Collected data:
►

PR #193, opened 2022-11-26
Fix deprecation warnings

llyyr:


ammen99 (approved):
LGTM, thanks!

WhyNotHugo:
This breaks building from tarballs, since git metadata is absent. Maybe this should be skipped if `.git` does not exist?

◄

Task statement:
Set down each line exactly as it appears in the data.

Answer to this task:
PR #193, opened 2022-11-26
Fix deprecation warnings

llyyr:


ammen99 (approved):
LGTM, thanks!

WhyNotHugo:
This breaks building from tarballs, since git metadata is absent. Maybe this should be skipped if `.git` does not exist?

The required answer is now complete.